• [Exercise aim]:
Look through the records below and say how many lines include "title". Give only that number.

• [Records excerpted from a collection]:
- - - - - - -

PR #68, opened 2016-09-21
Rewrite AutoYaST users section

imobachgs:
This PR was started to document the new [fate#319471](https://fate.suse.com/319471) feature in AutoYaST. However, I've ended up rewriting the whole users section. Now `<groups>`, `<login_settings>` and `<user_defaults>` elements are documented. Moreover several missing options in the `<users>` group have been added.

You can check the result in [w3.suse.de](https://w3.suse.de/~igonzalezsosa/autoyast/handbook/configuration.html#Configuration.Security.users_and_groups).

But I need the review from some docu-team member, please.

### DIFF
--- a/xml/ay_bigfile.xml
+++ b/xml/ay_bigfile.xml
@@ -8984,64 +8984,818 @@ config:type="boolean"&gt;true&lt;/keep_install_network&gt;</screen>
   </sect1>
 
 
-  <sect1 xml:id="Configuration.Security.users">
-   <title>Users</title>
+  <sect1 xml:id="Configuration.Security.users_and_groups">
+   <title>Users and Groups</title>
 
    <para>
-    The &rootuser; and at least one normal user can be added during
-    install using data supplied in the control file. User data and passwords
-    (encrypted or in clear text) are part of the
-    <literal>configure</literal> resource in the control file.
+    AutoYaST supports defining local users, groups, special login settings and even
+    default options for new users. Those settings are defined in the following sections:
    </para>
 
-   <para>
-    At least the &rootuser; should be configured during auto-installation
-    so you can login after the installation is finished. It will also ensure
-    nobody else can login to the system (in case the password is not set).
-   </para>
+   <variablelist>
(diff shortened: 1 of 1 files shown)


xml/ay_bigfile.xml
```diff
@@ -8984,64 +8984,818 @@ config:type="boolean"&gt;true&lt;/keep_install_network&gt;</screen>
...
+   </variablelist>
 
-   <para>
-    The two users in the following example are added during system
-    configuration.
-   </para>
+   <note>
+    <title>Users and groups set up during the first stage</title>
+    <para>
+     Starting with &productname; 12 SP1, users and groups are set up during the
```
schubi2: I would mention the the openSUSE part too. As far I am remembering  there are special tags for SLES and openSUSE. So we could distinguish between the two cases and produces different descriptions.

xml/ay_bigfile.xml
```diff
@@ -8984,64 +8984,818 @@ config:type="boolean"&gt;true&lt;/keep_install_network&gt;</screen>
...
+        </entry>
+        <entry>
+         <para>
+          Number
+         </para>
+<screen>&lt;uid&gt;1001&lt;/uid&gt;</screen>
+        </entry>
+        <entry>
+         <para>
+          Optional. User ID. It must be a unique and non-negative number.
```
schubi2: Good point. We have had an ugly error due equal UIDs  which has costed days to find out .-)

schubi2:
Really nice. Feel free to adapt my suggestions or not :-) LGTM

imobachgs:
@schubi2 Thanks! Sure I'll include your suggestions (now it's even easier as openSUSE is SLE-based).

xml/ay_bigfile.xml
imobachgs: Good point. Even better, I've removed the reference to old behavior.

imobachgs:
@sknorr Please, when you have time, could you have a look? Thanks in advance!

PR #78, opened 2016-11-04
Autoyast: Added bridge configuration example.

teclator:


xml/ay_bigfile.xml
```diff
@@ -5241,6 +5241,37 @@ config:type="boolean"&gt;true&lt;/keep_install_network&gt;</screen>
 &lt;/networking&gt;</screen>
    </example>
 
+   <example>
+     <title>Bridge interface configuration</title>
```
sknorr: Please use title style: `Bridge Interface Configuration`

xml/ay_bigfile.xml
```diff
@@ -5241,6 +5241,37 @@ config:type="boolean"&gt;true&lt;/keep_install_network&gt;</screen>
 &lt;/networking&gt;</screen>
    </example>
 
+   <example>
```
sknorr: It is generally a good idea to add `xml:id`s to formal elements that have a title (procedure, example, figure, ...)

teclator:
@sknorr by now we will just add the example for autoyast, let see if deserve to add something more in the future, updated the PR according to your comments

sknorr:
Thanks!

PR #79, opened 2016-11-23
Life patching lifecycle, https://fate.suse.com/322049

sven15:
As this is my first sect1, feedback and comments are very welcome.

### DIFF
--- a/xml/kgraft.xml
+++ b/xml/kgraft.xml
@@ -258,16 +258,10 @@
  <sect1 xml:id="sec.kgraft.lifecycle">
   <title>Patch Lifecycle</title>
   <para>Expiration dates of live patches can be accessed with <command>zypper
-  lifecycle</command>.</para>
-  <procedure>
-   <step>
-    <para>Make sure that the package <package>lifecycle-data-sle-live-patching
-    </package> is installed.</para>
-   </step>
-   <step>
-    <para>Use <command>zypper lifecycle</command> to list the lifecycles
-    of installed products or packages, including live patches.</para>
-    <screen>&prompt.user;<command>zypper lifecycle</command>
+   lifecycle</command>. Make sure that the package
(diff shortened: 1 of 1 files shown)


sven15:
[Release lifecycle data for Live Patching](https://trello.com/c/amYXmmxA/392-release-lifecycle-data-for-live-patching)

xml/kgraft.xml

- - - - - - -

• [Finished task]:
7